Task directions:
For the string "takes", work out how many lines of the data contain it and give that number with nothing added.
(Exercise input begins)
PR #1586, opened 2020-08-12
Update README.md chocolatey link

dkocich:


na--:
Thanks for making this PR, however the package you linked to is not an official k6 package maintained by us, so we can't just link directly to it from the k6 README. IIRC, in contrast to package managers like homebrew ([example](https://github.com/Homebrew/homebrew-core/pull/57946)) and nix ([another example](https://github.com/NixOS/nixpkgs/pull/94513)), chocolately packages don't even require a code review to be updated. If so, the author of that package, who is not affiliated with us, can release a new version that contains whatever they want, including malware. 

I'm not saying they will, but until we either start maintaining the package on our own, or there's some oversight and governance from the package manager's side, it's a slight security risk to have that package be the one we link to officially.

We plan to improve our [installation documentation page](https://k6.io/docs/getting-started/installation) and start linking to that from our GitHub README: https://github.com/loadimpact/k6-docs/issues/52 . AFAIK, https://chocolatey.org/packages/k6 sits somewhere between 2 and 3, if I have to classify it according to my comment there, though probably closer to 3 :disappointed:

PR #1587, opened 2020-08-12
TestPerVUIterationsRunVariableVU was not race free ...

MStoykov:


lib/executor/per_vu_iterations_test.go
```diff
@@ -125,8 +120,8 @@ func TestPerVUIterationsRunVariableVU(t *testing.T) {
 
 	// The slow VU should complete 16 iterations given these timings,
```
imiric, line 121:
```suggestion
	// The slow VU should complete 15 iterations given these timings,
```

PR #1588, opened 2020-08-12
Es6 update

MStoykov:


MStoykov:
https://github.com/loadimpact/k6/pull/1588/commits/bbf1198665e0a1ed98e7cfd60ae1d28268cf467c is in a separate commit so it's easy to revert it later on

.circleci/config.yml
```diff
@@ -98,7 +98,6 @@ jobs:
             go version
             export GOMAXPROCS=2
             export PATH=$GOPATH/bin:$PATH
-            go test -p 2 -race -timeout 800s ./...
```
na--, line 101: I'd prefer if you comment this whole section with a TODO, not leave `test-prev-golang` but have it do nothing

MStoykov: If I remove it I need to change also the settings of the whole project to not require it for the master branch ...

na--: Ah... Then please comment it out and leave a big visible `TODO`, and also open a `v0.28.0` issue to move k6 to Go 1.15 and re-enable these tests with 1.14 when we do so

MStoykov: https://github.com/loadimpact/k6/issues/1589

Gopkg.toml
```diff
@@ -7,6 +7,10 @@
   branch = "master"
   name = "github.com/GeertJohan/go.rice"
 
+[[constraint]]
+  branch = "master"
+  name = "github.com/dop251/goja"
+
```
imiric, line 13: Weird that goja wasn't already here o.O

MStoykov: Hm ... I could've probably dropped this ... I needed it to specify a specific branch (es6) but now it's no longer required - but I will leave it as it's going to get dropped either way when we move to go modules ;)

imiric: This should probably be pinned to a specific `revision`, otherwise `dep ensure` would upgrade it I think. But yeah, moot point because of the Go modules switch.

PR #1591, opened 2020-08-14
Thread a logrus.Logger through the js package

MStoykov:
This isn't a functional change but it makes certain that all parts of
the js package that aren't for test use provided logger instead of the
global one.

Unfortunately changing to logrus.FieldLogger in lib.State turned out
to require rewriting way too many tests and as it really isn't required,

### DIFF
--- a/cmd/run.go
+++ b/cmd/run.go
@@ -125,7 +125,7 @@ a commandline interface for interacting with it.`,
 			return err
 		}
 
-		r, err := newRunner(src, runType, filesystems, runtimeOptions)
+		r, err := newRunner(logger, src, runType, filesystems, runtimeOptions)
 		if err != nil {
 			return err
 		}
@@ -322,16 +322,16 @@ a commandline interface for interacting with it.`,
 		if conf.SummaryExport.ValueOrZero() != "" {
 			f, err := os.Create(conf.SummaryExport.String)
 			if err != nil {
-				logrus.WithError(err).Error("failed to create summary export file")
+				logger.WithError(err).Error("failed to create summary export file")
 			} else {
 				defer func() {
 					if err := f.Close(); err != nil {
-						logrus.WithError(err).Error("failed to close summary export file")
+						logger.WithError(err).Error("failed to close summary export file")
 					}
 				}()
 				s := ui.NewSummary(conf.SummaryTrendStats)
 				if err := s.SummarizeMetricsJSON(f, data); err != nil {
-					logrus.WithError(err).Error("failed to make summary export file")
+					logger.WithError(err).Error("failed to make summary export file")
 				}
 			}
 		}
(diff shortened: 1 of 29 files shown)


cmd/runtime_options_test.go
```diff
@@ -233,6 +234,7 @@ func testRuntimeOptionsCase(t *testing.T, tc runtimeOptionsTestCase) {
 	fs := afero.NewMemMapFs()
 	require.NoError(t, afero.WriteFile(fs, "/script.js", jsCode.Bytes(), 0644))
 	runner, err := newRunner(
+		logrus.StandardLogger(),
```
na--, line 237: Instead of `logrus.StandardLogger()`, can you use [this](https://github.com/loadimpact/k6/blob/master/lib/testutils/test_output.go#L28-L41) in the tests, with a small `newLogger` helper that uses it as output? Or even better, make a new implementation of [`logrus.FieldLogger`](https://godoc.org/github.com/sirupsen/logrus#Logger) that uses [`testing.TB`](https://golang.org/pkg/testing/#TB)?

This would hopefully greatly reduce the logging noise whenever a test fails

cmd/run.go
```diff
@@ -432,21 +432,21 @@ func init() {
 
 // Creates a new runner.
 func newRunner(
-	src *loader.SourceData, typ string, filesystems map[string]afero.Fs, rtOpts lib.RuntimeOptions,
+	logger *logrus.Logger, src *loader.SourceData, typ string, filesystems map[string]afero.Fs, rtOpts lib.RuntimeOptions,
```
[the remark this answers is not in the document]
MStoykov: Because chaging `lib.State.Logger` to `logrus.FieldLogger` turned out to be a way too big of a change, that I didn't want to waste a day on. And this where it comes from

cmd/runtime_options_test.go
MStoykov: I prefer this to be done in a separate PR ... as this is likely to take a lot of time and half of those changes are in multiple modules and more importantly not just in tests ... am literally blocked and have already made one of my PRs not mergeable (probably) because of those changes.

So I prefer if at later time someone (including me) fixes those across the board, again probably in not just one PR across the whole source base

js/common/util.go
```diff
@@ -32,17 +35,17 @@ func RunString(rt *goja.Runtime, src string) (goja.Value, error) {
 }
 
 // RunES6String Runs an ES6 string in the given runtime. Use this rather than writing ES5 in tests.
-func RunES6String(rt *goja.Runtime, src string) (goja.Value, error) {
+func RunES6String(tb testing.TB, rt *goja.Runtime, src string) (goja.Value, error) {
```
na--, line 38: Ah, we should move `RunES6String()` to `testutils` or some sub-package there... This is going to cause us to compile the whole Go `testing` in our release builds.

lib/state.go
```diff
@@ -45,6 +45,7 @@ type State struct {
 	Options Options
 
 	// Logger. Avoid using the global logger.
+	// TODO change to logrus.FieldLogger when there is time to fix all the tests
 	Logger *logrus.Logger
```
na--, line 49: I think this TODO is already done, right?

js/common/util.go
MStoykov: fixed in 251a88d4

lib/state.go
MStoykov: Unfortunately - no because in a lot of places (in tests) it is used in ways that will require even more code changes ... And when I started doing those it turned out I will need to change way too much code, and as I explained in the original commit message, this is not as important (or at all) for what we currently use it :) 

The thing that I started fixing (and likely not the only problem) is https://github.com/loadimpact/k6/blob/251a88d46ed47d917df877f79909fb7d1134f674/js/modules/k6/http/request_test.go#L293-L294 
We can get the logger the same way it is done in  https://github.com/loadimpact/k6/blob/251a88d46ed47d917df877f79909fb7d1134f674/js/console_test.go#L243-L246 but I decided that doing that will add unnecessary amount of additional work, for no practical benefit really

na-- (approved):
LGTM

PR #1596, opened 2020-08-18
Update regexp2 to latest version

MStoykov:


MStoykov:
The not RE2 changes aren't dependant on us using the latest goja, so reverting back to the old one will not mean we need to revert this as well. But are technically bugfixes and a perf improvement so ... why not update :D

PR #1599, opened 2020-08-20
Tail logs in k6

MStoykov:


cmd/cloud.go
```diff
@@ -308,7 +315,67 @@ func cloudCmdFlagSet() *pflag.FlagSet {
...
 }
 
+//nolint:gochecknoglobals
+var cloudLogsCmd = &cobra.Command{
+	Use:   "logs",
+	Short: "Tail cloud logs from the cloud",
+	Long: `Tail cloud logs from the cloud.
+This will execute the test on the Load Impact cloud service. Use "k6 login cloud" to authenticate.`,
+	Example: `
+        k6 cloud logs 123456`[1:],
```
imiric, line 325: - I'm wondering whether this makes sense as a sub-command. It would seem more intuitive if it was a `--logs` or `--tail-logs` or similar flag for the `k6 cloud` command instead, since it should only toggle the tail behavior.
- Is this example wrong? How can this command execute a new test if it asks for a test ID? Is this meant to run in a separate terminal after `k6 cloud` is run? The asciinema you showed last week did this in a single command, so I'm a bit confused by this documentation.

MStoykov: Sorry, the description is wrong. This will NOT execute the test, this will get the logs of an already executed/executing test in the cloud and just tail them on the screen, the same way the original k6cloudlogs does

imiric: I see. And it's a separate command because we want to enable retrieving logs for past runs as well. Makes sense then, but what do you think about integrating it in `k6 cloud` itself, like you showed in the asciinema? It could be disabled by default and enabled with a flag.

MStoykov: it is currently [enabled by default](https://github.com/loadimpact/k6/pull/1599/files#diff-cf75533afdaed357cb53a3fdfe363a99R251-R256), and there is no flag ... and I would argue it should be disabled by a flag not enabled by it.

imiric (changes requested):
@MStoykov I tested it on prod now and it works great, but I think we should do something about the log output obscuring the progress bar. With `k6 run` the progress bars stay pinned to the bottom and any log output is printed above them. With the current `k6 cloud` the progress bar output is mixed with the logs, and with a lot of events scrolling by, the progress bar is only visible when the logs are quiet. Even scrolling back doesn't show it as the log output overwrites it.

cmd/cloud.go
```diff
@@ -51,19 +53,24 @@ const (
 )
 
 //nolint:gochecknoglobals
-var exitOnRunning = os.Getenv("K6_EXIT_ON_RUNNING") != ""
+var (
+	exitOnRunning   = os.Getenv("K6_EXIT_ON_RUNNING") != ""
+	disableTailLogs = os.Getenv("K6_DISABLE_TAIL_CLOUD_LOGS") != ""
```
imiric, line 58: What do you think about renaming this to `K6_CLOUD_LOGS` with a default value of "1"/true, and disabling it with `K6_CLOUD_LOGS=0`? Having "disable" as part of the name is counter-intuitive to me.

imiric (approved):
LGTM, besides that env var nitpick. Thankfully that progress bar fix was straightforward and I like that both `run` and `cloud` are sharing the same progress bar rendering, even though that UI code could use some cleanup.

cmd/cloud.go
MStoykov: I really didn't want to deal with parsing env variables and cli flags ... in here. I guess you also want the cli flag to be renamed? 
I am really not against this ... it's just that because of the configuration mess this is I prefer not to make anything more complex than .. checking that something is defined, which arguably isn't great. 

I will wait for @na-- review so I do a batch of changes

na--: `K6_DISABLE_TAIL_CLOUD_LOGS` is not a good option name, for multiple _different_ reasons. `TAIL` and `tailing` will probably be very confusing to Windows users, and `DISABLE` breaks the convention we've had with negative option names like `K6_NO_USAGE_REPORT`, `K6_NO_CONNECTION_REUSE`, etc.

Moreover, negative options are confusing, since they force them to deal with double negatives, like `K6_DISABLE_TAIL_CLOUD_LOGS=false` is stupid. So, :+1: :+1: for `K6_CLOUD_LOGS` or something like that

cmd/cloud.go
```diff
@@ -305,10 +327,75 @@ func cloudCmdFlagSet() *pflag.FlagSet {
...
+	// read the comments above for explanation why this is done this way and what are the problems
+	flags.BoolVar(&disableTailLogs, "disable-tailing-logs", disableTailLogs,
+		"disable the automatic tailing of logs when a test is executed in the cloud")
+	flags.Lookup("disable-tailing-logs").DefValue = "false"
+
+	return flags
+}
+
+//nolint:gochecknoglobals
+var cloudLogsCmd = &cobra.Command{
```
na--, line 339: Given the issues we've had, why not delay this the command to get old logs for k6 v0.29.0? As far as I understand, it's not going to work very well now, right? And it's far from essential, especially when we still have `k6cloudlogs` doing essentially the same thing? So, personally, I'd vote for not including this now.

MStoykov: This is a possibility, but likely I will be able to make the changes ... today or tomorrow. 
But I agree that maybe it should be in a separate PR ...

na--: I don't doubt we can make the changes, but why not wait a version for things to be a bit more stable? There's no rush to have this command, the other use case in this PR is much more important...

cmd/cloud.go
MStoykov: I wonder whether to not disable this by default though .... While it is likely to be harder to find this way ... arguably a lot of people (using CIs for example) wouldn't really want this feature enabled by default ?

na--: That's a separate discussion, though yes, I am also not sure if logs should be enabled by default for the `k6 cloud` command :man_shrugging:

MStoykov: My problem with `K6_CLOUD_LOGS` is that this sounds like something that should be in the ... output ... also ... disabling this ... doesn't disable the cloud logs ..., it disables(or enables) the tailing of the clouds logs, the cloud logs will still be send and saved (if any)

na--: I am tentatively of the opinion that `k6 cloud` logs should be enabled by default. This will make `k6 cloud` feel much more similar to `k6 run`, which is good. And it'd be easy to turn off the logs, but a lot of k6 users might not even discover we have cloud logs if we disable them by default - not everyone is reading the k6 release notes...

na--: > My problem with K6_CLOUD_LOGS is that this sounds like something that should be in the ... output ... also ... disabling this ... doesn't disable the cloud logs ..., it disables(or enables) the tailing of the clouds logs, the cloud logs will still be send and saved (if any)

Not sure if I completely understand all your objections ("..." is usually placed at the end of a sentence :wink:), but maybe something like `K6_SHOW_CLOUD_LOGS` then? "Show" is much more understandable than "tail" for non-*nix users and it will more accurately depict what's happening, while also not having the `K6_CLOUD` prefix?

cmd/cloud.go
```diff
@@ -51,19 +53,24 @@ const (
 )
 
 //nolint:gochecknoglobals
-var exitOnRunning = os.Getenv("K6_EXIT_ON_RUNNING") != ""
+var (
+	exitOnRunning = os.Getenv("K6_EXIT_ON_RUNNING") != ""
+	showCloudLogs = os.Getenv("K6_SHOW_CLOUD_LOGS") != "false"
```
na--, line 58: A small wrapper around `strconv.ParseBool` would probably be better? I know it's a PITA to spend time on configuration in its current form, but no need to make it worse than it needs to be

MStoykov: the problem is that .. I will need to move this inside the command as well

na--: erm that's what I meant by a "small wrapper" :sweat_smile: It can be something as simple as `var showCloudLogs = getEnvBool("K6_SHOW_CLOUD_LOGS")`

MStoykov: see 7c6e60e

cmd/cloud.go
```diff
@@ -247,6 +276,14 @@ This will execute the test on the Load Impact cloud service. Use "k6 login cloud
 		var progressErr error
 		ticker := time.NewTicker(time.Millisecond * 2000)
 		shouldExitLoop := false
+		if showCloudLogs {
```
na--, line 279: Can you log a debug message here, something like `Connecting to cloud logs server...`? It would make debugging potential issues easier.

stats/cloud/logs.go
```diff
@@ -0,0 +1,212 @@
...
+	return []string{idFilter, levelFilter}, nil
+}
+
+func (c *Config) getRequest(referenceID string, start time.Duration, limit int) (*url.URL, error) {
+	u, err := url.Parse(c.LogsHost.String)
+	if err != nil {
+		return nil, fmt.Errorf("couldn't parse cloud logs host %w", err)
+	}
+
+	filters, err := parseFilters(referenceID, logrus.InfoLevel.String())
```
na--, line 129: Why are you dealing with strings? Why not just use `logrus.Info`? 

And, more importantly, why are you actually restricting the level to `info` here? I don't think k6 needs to specify a level when it's tailing logs, given that they are limited in the cloud, it should just get whatever was emitted by the cloud. Or, alternatively, this should behave like `k6 run` and show `info` level normally and `debug` if `--verbose` is enabled...

cmd/cloud.go
```diff
@@ -247,6 +276,14 @@ This will execute the test on the Load Impact cloud service. Use "k6 login cloud
...
+			go func() {
+				// TODO replace with another context
+				if err := cloudConfig.StreamLogsToLogger(context.Background(), logger, refID, 0, 100); err != nil {
```
na--, line 282: Why `100`? Why have a limit at all, given that the cloud already does a ton of log rate-limiting :confused: Having holes in the middle of your logs, potentially caused by 2 completely different places seems... unwise :confused: Can't this drop the cloud message for dropped log lines, for example?

stats/cloud/logs.go
MStoykov: carried it over from the k6cloudlogs, dropped it now

cmd/cloud.go
MStoykov: this limits how many logs will be in each message. 

There could still be holes because we couldn't get the logs fast enough. I have also removed this as I don't think it matters all that much, the dropping of the logs (because they can't be pushed to us fast enough) didn't seem to be impacted by it either way when I tested earlier, it mostly had relevance on how fast old logs were returned (where there were problems as well)

stats/cloud/logs.go
```diff
@@ -0,0 +1,193 @@
...
+	Values [][2]string       `json:"values"` // this can be optimized
+}
+
+//easyjson:json
+type msgDroppedEntries struct {
+	Labels    map[string]string `json:"labels"`
+	Timestamp string            `json:"timestamp"`
+}
+
+func getLevelsStr(level string) ([]string, error) {
```
na--, line 55: As far as I can see, you no longer need that function, it's only used in its own test.

MStoykov: this will drop the test coverage ... further :(

stats/cloud/logs.go
```diff
@@ -0,0 +1,176 @@
...
+//easyjson:json
+type msgDroppedEntries struct {
+	Labels    map[string]string `json:"labels"`
+	Timestamp string            `json:"timestamp"`
+}
+
+func (m *msg) Log(logger logrus.FieldLogger) {
+	var level string
+
+	for _, stream := range m.Streams {
```
na--, line 57: Hmm this could potentially cause messages to arrive out-of-order, right? I doubt it's a big issue, if each `msg` encapsulates only a second, since each stream would be a separate instance?

na-- (approved):
LGTM

stats/cloud/logs.go
MStoykov: I thought of this some minutes ago ... as `/query_range` apperantly doesn't return logs in any given order as well. I don't even know if tail does ... my testing - shows that - yes it does seem to come in order, but more investigation is required.

I fear I will need to get all the logs and then to order them and then print them :( But I propose that is a separate PR - this is unlikely to be a problem unless you have a lot of logs and arguably that probably is already pretty bad experience (also likely to lead to dropped logs due to k6 not being able to tail fast enough)

na--:
This doesn't work well in a non-TTY mode :sob: Try running `k6 -v cloud github.com/loadimpact/k6/samples/logging.js 2>&1 | cat` and see... Though maybe that falls under https://github.com/loadimpact/k6/issues/1580 :confused:

stats/cloud/logs.go
na--: :+1: fine for a separate PR, if needed...

MStoykov:
I don't think this PR is the place to fix progressbar issues ;)

na--:
Probably so, but this PR makes it worse, try to run the same example with k6 v0.27.1... So, yeah, the cause is https://github.com/loadimpact/k6/issues/1580, but we definitely need to fix this before v0.28.0 is officially released

MStoykov:
Again ... this is not an issue with this PR ... I am even not of the opinion this needs fixing in v0.28.0 or at least not any more than it needed until now - try running a script which runs for some time with v0.27.1. 
Yes the cloud is worse as it takes longer to run, but on a 30 minute test I would argue the difference isn't there.

na--:
I think you simply didn't run the example I suggested you run above, it isn't that it takes longer, it simply looks nasty... Anyway, I'll try to fix these things in a new PR

MStoykov:
I did run it ... the reason it looks nasty is because of 2 things:
1. the test takes long enough for there to be a couple of progressbar printings (arguably with more lines than required around them), or more accurately because the cloud needs to do stuff it takes a while to start which leads to even more progressbar printings. 
2. because now there are logs printings, this makes the progressbars to printed ... even more
The same behaviour can be seen if ran locally, just the test you proposed ... finishes locally way too fast for progressbars to be printed more than once or twice

image
image

Issue #883, opened 2018-12-19
Configuration issues


na--:
This is meant to be a tracking ("epic") issue that gathers all of the deficiencies and pain points in the current k6 configuration. Individual issues, whenever possible, should likely be tackled in their own separate issues and pull requests, unless at some point we decide it'd just be easier to overhaul everything remaining at once...

I'll start with a description of how the configuration works today AFAIK, and its shortcomings. Since things are quite complicated, I'll likely miss some aspects of it, so we should update the description or add comments in the issue when we notice something else amiss. We also have to decide how we want the configuration to behave in the future, and make the changes so we get from here to there... Maybe not immediately, but the current situation is untenable in the long run.

I'll start with the current state. Generally, users can configure k6 with a mix of 4 different option sources - CLI flags, environment variables, exported script options and global JSON config. They are hierarchical, so as described [here](https://github.com/loadimpact/k6/#script-options-and-execution-control) , CLI flags can override environment variables, which can override script options, which can override JSON config options, which can override default values .

There are various issues and complications with the actual implementation though:
- Adding a new option often necessitates changes in at least 4 different places in the k6 code ([here](https://github.com/loadimpact/k6/blob/d219b19a0353ddc73063ff3c45bc17444f0771c3/lib/options.go#L185-L275), [here](https://github.com/loadimpact/k6/blob/master/lib/options.go#L283-L389), [here](https://github.com/loadimpact/k6/blob/d219b19a0353ddc73063ff3c45bc17444f0771c3/cmd/options.go#L44-L72), [here](https://github.com/loadimpact/k6/blob/d219b19a0353ddc73063ff3c45bc17444f0771c3/cmd/options.go#L75-L98), and where we actually use it...)
- Setting default values for options is very illogical, it mostly happens the CLI flags, like [this](https://github.com/loadimpact/k6/blob/d219b19a0353ddc73063ff3c45bc17444f0771c3/cmd/options.go#L47-L54)... unless it doesn't, like [here](https://github.com/loadimpact/k6/blob/d219b19a0353ddc73063ff3c45bc17444f0771c3/cmd/options.go#L93-L95) or [here](https://github.com/loadimpact/k6/blob/d219b19a0353ddc73063ff3c45bc17444f0771c3/stats/cloud/config.go#L149-L166)...
[...]

PR #1603, opened 2020-08-23
bug/1560 tlsCipherSuites and tlsVersion marshaling

### LINKED ISSUE #1560: tlsCipherSuites and tlsVersion aren't properly marshalled in archives
If we have a script like this:
```
export let options = {
    tlsCipherSuites: [
        "TLS_RSA_WITH_RC4_128_SHA",
        "TLS_ECDHE_ECDSA_WITH_AES_256_CBC_SHA",
    ],
    tlsVersion: {
        min: "tls1.0",
        max: "tls1.2"
    }
};
```
and we archive it with `k6 archive`, we'd get something like this for the options :sob: 
```
    "tlsCipherSuites": [
      5,
      49162
    ],
    "tlsVersion": {
      "min": "",
      "max": ""
    },
```

Another way to test it:
```
$ k6 inspect 'github.com/loadimpact/k6/samples/tlsconfig.js' | jq '.tlsCipherSuites,.tlsVersion' 
[
  5,
  156
]
{
  "min": "ssl3.0",
  "max": "tls1.2"
}

$ k6 archive 'github.com/loadimpact/k6/samples/tlsconfig.js'  && (tar xfO archive.tar metadata.json | jq '.options.tlsCipherSuites,.options.tlsVersion') 
[
  5,
  156
]
{
  "min": "",
  "max": ""
}
```

notice how `tlsVersion` was reasonably ok with `k6 inspect`, there are probably 2 different bugs here...

berndhartzer:
Closes #1560

### DIFF
--- a/lib/options.go
+++ b/lib/options.go
@@ -109,9 +109,7 @@ func (s *TLSCipherSuites) MarshalJSON() ([]byte, error) {
 		}
 	}
 
-	marshaled, _ := json.Marshal(suiteNames)
-
-	return marshaled, nil
+	return json.Marshal(suiteNames)
 }
 
 func (s *TLSCipherSuites) UnmarshalJSON(data []byte) error {
--- a/lib/options.go
+++ b/lib/options.go
@@ -69,8 +69,8 @@ func (v *TLSVersion) UnmarshalJSON(data []byte) error {
 
 // Fields for TLSVersions. Unmarshalling hack.
 type TLSVersionsFields struct {
-	Min TLSVersion `json:"min"` // Minimum allowed version, 0 = any.
-	Max TLSVersion `json:"max"` // Maximum allowed version, 0 = any.
+	Min TLSVersion `json:"min" ignored:"true"` // Minimum allowed version, 0 = any.
+	Max TLSVersion `json:"max" ignored:"true"` // Maximum allowed version, 0 = any.
 }
 
 // Describes a set (min/max) of TLS versions.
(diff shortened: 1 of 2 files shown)


berndhartzer:
> Hi @berndhartzer, thanks for the PR !!! 🎉
> 
> We have fixed the `lint` to not get wrong files (or at least for your case) so please just rebase on top of the current master and force-push in order to get the [fix](https://github.com/loadimpact/k6/commit/4920d5371f01f1ec3fed761f52bc05ed4a9b73a5)

Thanks @MStoykov I've fixed it now 🙂

MStoykov (approved):

lib/options.go
```diff
@@ -96,9 +96,24 @@ func (v *TLSVersions) isTLS13() bool {
...
+		if suiteName, ok := SupportedTLSCipherSuitesToString[id]; ok {
+			suiteNames = append(suiteNames, suiteName)
+		} else {
+			return nil, errors.Errorf("Unknown cipher suite id: %d", id)
+		}
+	}
+
+	marshaled, _ := json.Marshal(suiteNames)
+
+	return marshaled, nil
```
imiric, line 114: Why not just `return json.Marshal(suiteNames)`?

lib/options.go
```diff
@@ -235,7 +250,7 @@ type Options struct {
 
 	// Specify TLS versions and cipher suites, and present client certificates.
 	TLSCipherSuites *TLSCipherSuites `json:"tlsCipherSuites" envconfig:"K6_TLS_CIPHER_SUITES"`
-	TLSVersion      *TLSVersions     `json:"tlsVersion" envconfig:"K6_TLS_VERSION"`
+	TLSVersion      *TLSVersions     `json:"tlsVersion" ignored:"true"`
```
imiric, line 253: FWIW I think we could fix the envconfig issue with a [custom decoder](https://github.com/kelseyhightower/envconfig#custom-decoders) and keep the `K6_TLS_VERSION` env var, but since it's not documented in the k6 docs, and making it work is tricky in general because of #883, I'm OK with ignoring it.

imiric (approved):
LGTM, just a nitpick and a comment.

lib/options.go
berndhartzer: Good question, no reason not to! Will update this now

lib/options.go
na--: We can't keep delaying the envconfig removal, so let's ignore this for now and fix it properly everywhere soon.

na-- (approved):

imiric (approved):
Thanks for your work!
(Exercise input ends)
Solved problem:
3